| Exercise prompt |
Without changing a character, output all of the records.

── Dataset ──

PR #571, opened 2026-07-27
feat(labeledlda): AD-LDA multithreading via num_threads (#566)

nealcaren:
Second count model in the #569/#566 threading roster: extends the AD-LDA partition-and-merge (shared `reconcile_worker_outs` from #570) to **LabeledLDA**.

## The one wrinkle vs DMR

DMR reused a raw-slice sweep (`run_sweep_dmr` over `&mut [Vec<u32>]`). LabeledLDA's restricted sweep (`labeled::run_sweep_labeled`) instead operates on a whole `TopicModel` via its packed-table methods and indexes `model.doc_topics[d]`. So each worker gets a **lightweight `TopicModel`** carrying a clone of the shared count tables plus only its *slice* of `doc_topics` — indices then align with `docs[start..end]` / `allowed[start..end]`, and `run_sweep_labeled` is reused **unchanged**. Merge is the shared `reconcile_worker_outs`.

## Correctness under the label constraint

The additive merge (`final = Σ_workers − (W−1)·original`) stays exact: a worker touches only its own documents' tokens relative to the snapshot, and a topic disallowed for every doc in a worker's slice contributes a **zero net delta** — so `tokens_per_topic` can never underflow. Plan reviewed by **Gemini before implementation** (verdict PLAN SOUND, with the merge-correctness and no-underflow proofs).

## Wiring

`num_threads` on the constructor (default 1), `fit()` override, `settings`, and `load` (→1). Both the training and posterior-sampling sweep sites dispatch serial-vs-parallel with disjoint per-sweep seeds (`iter` / `post_sweep`). `num_threads=1` is byte-identical serial; **ignored by the cvb0 backend**.

## Determinism + performance

- `num_threads=1` reproduces byte-for-byte; a fixed `num_threads>1` is deterministic (phi and theta).
- ~**3.7x at 8 threads** (20k docs, K=12, incl. unconstrained docs): 4.22s → 1.14s.

## Tests

New `tests/test_labeled_parallel.py`: serial reproducibility, fixed-thread determinism at 2/4/8, zero-clamp, `fit()` override, doc_topic simplex, labeled+unconstrained mix, and — the key invariant — **the label constraint holds under threading** (zero out-of-label theta mass at every thread count).

248 Rust + full Python suite (3908 passed, 32 skipped) green; `./scripts/preflight.sh` clean.

Part of #569. Next: SeededLDA → BTM → GSDMM, then the #567/#568 knob PRs.

### DIFF
--- a/python/topica/_topica.pyi
+++ b/python/topica/_topica.pyi
@@ -1839,7 +1839,7 @@ class LabeledLDA:
 
     def __init__(
         self, *, alpha: float = 0.1, beta: float = 0.01, seed: int = 42,
-        sampler: str = "sparse",
+        sampler: str = "sparse", num_threads: int = 1,
     ) -> None:
         """Create an unfitted model. alpha is the symmetric per-topic prior.
 
@@ -1849,7 +1849,13 @@ class LabeledLDA:
         off the allowed topics). CVB0 enforces the same supervised constraint
         deterministically and tends to higher coherence; it produces no MCMC
         theta_draws. (WarpLDA is not offered here: masked proposals mix poorly,
-        whereas masking is free in CVB0.)"""
+        whereas masking is free in CVB0.)
+
+        num_threads > 1 runs the sparse backend as MALLET-style approximate-parallel
+        restricted Gibbs (partition documents, sample against per-worker count
+        copies, merge; deterministic for a fixed num_threads+seed); 1 is the exact
+        serial path. It is ignored by the cvb0 backend and can be overridden per
+        call via fit(num_threads=)."""
         ...
 
     def fit(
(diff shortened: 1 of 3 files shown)


nealcaren:
## Dual review — both APPROVE

**Accuracy review (Claude subagent, static): FAITHFUL** — no correctness defects.
Verified: the per-worker `TopicModel` struct literal populates all 11 fields with no `topic_mask`/`topic_bits` transposition and both tables cloned from the pre-sweep snapshot; slice alignment is exact (`docs`/`allowed`/`doc_topics` all `[start..end]`, local index `d`→global `start+d`, writeback `[start..end)`); the additive merge is model-agnostic so label constraints only restrict destination topics (zero net delta for a topic disallowed across a partition); no `u32` underflow (a token is decremented only for a topic it currently occupies, so `tokens_per_topic[old]≥1`); `num_threads=1` byte-identical serial with the outer RNG untouched when threaded; train (`iter∈1..=iters`) and posterior (`iters+1..`) seeds disjoint (odd multiplier ⇒ bijection); wiring complete incl. cvb0 returning before any parallel sweep; edge cases (threads>docs, unconstrained/empty docs) safe.

**Adversarial review (Google Gemini 3.1-pro, `agy`, outsider/cross-family): SHIP** — "clean, robust, and ready to ship." Independently confirmed struct-literal correctness, slice alignment, merge exactness + underflow protection, determinism/seed disjointness, cvb0 isolation, and that `reconcile_worker_outs` (shared with LDA/DMR) is untouched.

**Non-blocking nits (both, cosmetic):** `batch` is hardcoded to 1 (turbo path unexercised, mirrors DMR); `seed_base`/`post_sweep` unused in serial mode; the docstring drop of "warp" fixes a pre-existing inaccuracy (the constructor never accepted it). None warrant a change.

Merging once CI (test matrix incl. windows-latest) is green.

───

| Answer to this problem |
PR #571, opened 2026-07-27
feat(labeledlda): AD-LDA multithreading via num_threads (#566)

nealcaren:
Second count model in the #569/#566 threading roster: extends the AD-LDA partition-and-merge (shared `reconcile_worker_outs` from #570) to **LabeledLDA**.

## The one wrinkle vs DMR

DMR reused a raw-slice sweep (`run_sweep_dmr` over `&mut [Vec<u32>]`). LabeledLDA's restricted sweep (`labeled::run_sweep_labeled`) instead operates on a whole `TopicModel` via its packed-table methods and indexes `model.doc_topics[d]`. So each worker gets a **lightweight `TopicModel`** carrying a clone of the shared count tables plus only its *slice* of `doc_topics` — indices then align with `docs[start..end]` / `allowed[start..end]`, and `run_sweep_labeled` is reused **unchanged**. Merge is the shared `reconcile_worker_outs`.

## Correctness under the label constraint

The additive merge (`final = Σ_workers − (W−1)·original`) stays exact: a worker touches only its own documents' tokens relative to the snapshot, and a topic disallowed for every doc in a worker's slice contributes a **zero net delta** — so `tokens_per_topic` can never underflow. Plan reviewed by **Gemini before implementation** (verdict PLAN SOUND, with the merge-correctness and no-underflow proofs).

## Wiring

`num_threads` on the constructor (default 1), `fit()` override, `settings`, and `load` (→1). Both the training and posterior-sampling sweep sites dispatch serial-vs-parallel with disjoint per-sweep seeds (`iter` / `post_sweep`). `num_threads=1` is byte-identical serial; **ignored by the cvb0 backend**.

## Determinism + performance

- `num_threads=1` reproduces byte-for-byte; a fixed `num_threads>1` is deterministic (phi and theta).
- ~**3.7x at 8 threads** (20k docs, K=12, incl. unconstrained docs): 4.22s → 1.14s.

## Tests

New `tests/test_labeled_parallel.py`: serial reproducibility, fixed-thread determinism at 2/4/8, zero-clamp, `fit()` override, doc_topic simplex, labeled+unconstrained mix, and — the key invariant — **the label constraint holds under threading** (zero out-of-label theta mass at every thread count).

248 Rust + full Python suite (3908 passed, 32 skipped) green; `./scripts/preflight.sh` clean.

Part of #569. Next: SeededLDA → BTM → GSDMM, then the #567/#568 knob PRs.

### DIFF
--- a/python/topica/_topica.pyi
+++ b/python/topica/_topica.pyi
@@ -1839,7 +1839,7 @@ class LabeledLDA:
 
     def __init__(
         self, *, alpha: float = 0.1, beta: float = 0.01, seed: int = 42,
-        sampler: str = "sparse",
+        sampler: str = "sparse", num_threads: int = 1,
     ) -> None:
         """Create an unfitted model. alpha is the symmetric per-topic prior.
 
@@ -1849,7 +1849,13 @@ class LabeledLDA:
         off the allowed topics). CVB0 enforces the same supervised constraint
         deterministically and tends to higher coherence; it produces no MCMC
         theta_draws. (WarpLDA is not offered here: masked proposals mix poorly,
-        whereas masking is free in CVB0.)"""
+        whereas masking is free in CVB0.)
+
+        num_threads > 1 runs the sparse backend as MALLET-style approximate-parallel
+        restricted Gibbs (partition documents, sample against per-worker count
+        copies, merge; deterministic for a fixed num_threads+seed); 1 is the exact
+        serial path. It is ignored by the cvb0 backend and can be overridden per
+        call via fit(num_threads=)."""
         ...
 
     def fit(
(diff shortened: 1 of 3 files shown)


nealcaren:
## Dual review — both APPROVE

**Accuracy review (Claude subagent, static): FAITHFUL** — no correctness defects.
Verified: the per-worker `TopicModel` struct literal populates all 11 fields with no `topic_mask`/`topic_bits` transposition and both tables cloned from the pre-sweep snapshot; slice alignment is exact (`docs`/`allowed`/`doc_topics` all `[start..end]`, local index `d`→global `start+d`, writeback `[start..end)`); the additive merge is model-agnostic so label constraints only restrict destination topics (zero net delta for a topic disallowed across a partition); no `u32` underflow (a token is decremented only for a topic it currently occupies, so `tokens_per_topic[old]≥1`); `num_threads=1` byte-identical serial with the outer RNG untouched when threaded; train (`iter∈1..=iters`) and posterior (`iters+1..`) seeds disjoint (odd multiplier ⇒ bijection); wiring complete incl. cvb0 returning before any parallel sweep; edge cases (threads>docs, unconstrained/empty docs) safe.

**Adversarial review (Google Gemini 3.1-pro, `agy`, outsider/cross-family): SHIP** — "clean, robust, and ready to ship." Independently confirmed struct-literal correctness, slice alignment, merge exactness + underflow protection, determinism/seed disjointness, cvb0 isolation, and that `reconcile_worker_outs` (shared with LDA/DMR) is untouched.

**Non-blocking nits (both, cosmetic):** `batch` is hardcoded to 1 (turbo path unexercised, mirrors DMR); `seed_base`/`post_sweep` unused in serial mode; the docstring drop of "warp" fixes a pre-existing inaccuracy (the constructor never accepted it). None warrant a change.

Merging once CI (test matrix incl. windows-latest) is green.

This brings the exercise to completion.